=== Begin Enclosure ===

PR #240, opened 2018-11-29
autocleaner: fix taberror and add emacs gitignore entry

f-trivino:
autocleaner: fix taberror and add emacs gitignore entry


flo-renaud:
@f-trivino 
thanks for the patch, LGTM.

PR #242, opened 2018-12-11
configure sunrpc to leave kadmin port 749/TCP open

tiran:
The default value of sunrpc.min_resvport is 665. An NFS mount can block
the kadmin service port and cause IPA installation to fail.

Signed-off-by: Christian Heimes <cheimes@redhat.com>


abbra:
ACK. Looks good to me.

=== End Enclosure ===
=== Begin Enclosure ===

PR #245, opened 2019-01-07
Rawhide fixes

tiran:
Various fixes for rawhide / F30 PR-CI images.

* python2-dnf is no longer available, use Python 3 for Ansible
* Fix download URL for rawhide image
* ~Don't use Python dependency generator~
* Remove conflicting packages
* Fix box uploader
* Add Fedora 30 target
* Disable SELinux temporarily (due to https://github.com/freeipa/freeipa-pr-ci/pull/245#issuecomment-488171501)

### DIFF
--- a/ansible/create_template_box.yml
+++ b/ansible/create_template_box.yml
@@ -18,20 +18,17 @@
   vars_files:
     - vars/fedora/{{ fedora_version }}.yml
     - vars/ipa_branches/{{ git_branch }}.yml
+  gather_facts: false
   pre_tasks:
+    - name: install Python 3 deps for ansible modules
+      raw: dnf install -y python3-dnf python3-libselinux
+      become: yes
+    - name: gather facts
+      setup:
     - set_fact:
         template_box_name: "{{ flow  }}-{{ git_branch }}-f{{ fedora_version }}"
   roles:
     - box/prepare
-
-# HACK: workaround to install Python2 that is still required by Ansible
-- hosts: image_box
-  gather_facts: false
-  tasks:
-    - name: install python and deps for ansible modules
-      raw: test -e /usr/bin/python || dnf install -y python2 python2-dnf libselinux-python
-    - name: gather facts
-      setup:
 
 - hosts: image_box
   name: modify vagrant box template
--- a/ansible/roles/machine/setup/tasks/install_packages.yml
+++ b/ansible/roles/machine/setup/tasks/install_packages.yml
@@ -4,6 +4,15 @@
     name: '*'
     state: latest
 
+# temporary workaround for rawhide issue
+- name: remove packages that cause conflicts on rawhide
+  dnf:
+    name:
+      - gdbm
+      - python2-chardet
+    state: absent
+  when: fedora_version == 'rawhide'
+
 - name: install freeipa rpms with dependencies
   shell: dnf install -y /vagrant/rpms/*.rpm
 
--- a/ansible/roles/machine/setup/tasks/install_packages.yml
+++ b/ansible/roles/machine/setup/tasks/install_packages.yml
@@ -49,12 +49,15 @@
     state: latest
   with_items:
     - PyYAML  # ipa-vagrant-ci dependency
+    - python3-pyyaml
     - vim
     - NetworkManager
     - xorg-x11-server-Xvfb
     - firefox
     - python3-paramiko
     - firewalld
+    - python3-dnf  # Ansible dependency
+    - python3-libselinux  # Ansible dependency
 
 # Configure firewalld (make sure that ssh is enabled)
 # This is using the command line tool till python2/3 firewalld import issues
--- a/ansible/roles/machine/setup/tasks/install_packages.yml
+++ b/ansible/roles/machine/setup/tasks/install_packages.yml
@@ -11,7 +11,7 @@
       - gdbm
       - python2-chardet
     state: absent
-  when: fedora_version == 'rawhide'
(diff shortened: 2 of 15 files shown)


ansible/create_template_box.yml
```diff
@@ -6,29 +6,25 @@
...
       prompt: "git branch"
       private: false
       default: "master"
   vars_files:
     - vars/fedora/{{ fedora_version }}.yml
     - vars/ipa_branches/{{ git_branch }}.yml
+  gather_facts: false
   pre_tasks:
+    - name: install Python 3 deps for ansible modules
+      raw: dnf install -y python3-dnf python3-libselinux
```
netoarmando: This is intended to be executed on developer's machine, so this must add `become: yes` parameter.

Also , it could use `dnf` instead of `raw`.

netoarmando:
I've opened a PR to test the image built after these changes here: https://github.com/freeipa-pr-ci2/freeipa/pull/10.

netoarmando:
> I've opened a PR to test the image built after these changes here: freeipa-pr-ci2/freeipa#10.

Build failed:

=== End Enclosure ===

- WHAT THIS TASK INVOLVES
In the listing above, find the line containing "PR #240, opened 2018-11-29" and the line containing "ACK. Looks good to me.". Output them and every line between, exactly, and nothing else.

- RESULT OF THE EXERCISE
PR #240, opened 2018-11-29
autocleaner: fix taberror and add emacs gitignore entry

f-trivino:
autocleaner: fix taberror and add emacs gitignore entry


flo-renaud:
@f-trivino 
thanks for the patch, LGTM.

PR #242, opened 2018-12-11
configure sunrpc to leave kadmin port 749/TCP open

tiran:
The default value of sunrpc.min_resvport is 665. An NFS mount can block
the kadmin service port and cause IPA installation to fail.

Signed-off-by: Christian Heimes <cheimes@redhat.com>


abbra:
ACK. Looks good to me.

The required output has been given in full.